-- Extracted data --
• • • •

PR #1646, opened 2026-06-18
fix: size dict elements buffer to HashMap capacity, not len

TomerStarkware:
## Summary

When materializing a `Felt252Dict` value (`Value::Felt252Dict` → native), the elements buffer was arena-allocated with room for `map.len()` slots. The runtime's `dict_get` only grows the elements buffer once the backing `HashMap` is full, so a runtime insert of a new key could write one slot past the end of the buffer and corrupt the arena.

This reorders the allocation so the `FeltDict` struct is created and `reserve`d first, then sizes the elements buffer to the HashMap's actual `capacity()` (which `reserve` usually over-allocates). That guarantees there is always room for the runtime to fill every slot the HashMap can hold.

## Changes

- `src/values.rs`: allocate/register the `FeltDict` before the elements buffer, and size the buffer to `dict.mappings.capacity()` instead of `map.len()`.

🤖 Generated with [Claude Code](https://claude.com/claude-code)

- - -
This change is [Reviewable](https://reviewable.io/reviews/starkware-libs/cairo_native/1646)

### DIFF
--- a/src/values.rs
+++ b/src/values.rs
@@ -370,17 +370,6 @@ impl Value {
                         let elem_ty = registry.get_type(&info.ty)?;
                         let elem_layout = elem_ty.layout(registry)?;
 
-                        // Arena-allocate the elements buffer.
-                        let elements = if map.is_empty() {
-                            null_mut()
-                        } else {
-                            crate::runtime::cairo_native__arena_alloc(
-                                (elem_layout.pad_to_align().size() * map.len()) as u64,
-                                elem_layout.align() as u64,
-                            )
-                            .cast()
-                        };
-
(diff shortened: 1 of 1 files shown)


orizi (approved):
:lgtm:

> @orizi reviewed 1 file and all commit messages, and made 1 comment.
> *[Reviewable](https://reviewable.io/reviews/starkware-libs/cairo_native/1646#-:-OvOqecbAL0_IpSlMpZf:bnfp4nl)* status: <span>:shipit:</span> complete! all files reviewed, all discussions resolved (waiting on TomerStarkware).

• • • •

-- Goal of the exercise --
Every line in the entries above that has the word "orizi" should be identified and copied.

-- Reply to the exercise --
orizi (approved):
> @orizi reviewed 1 file and all commit messages, and made 1 comment.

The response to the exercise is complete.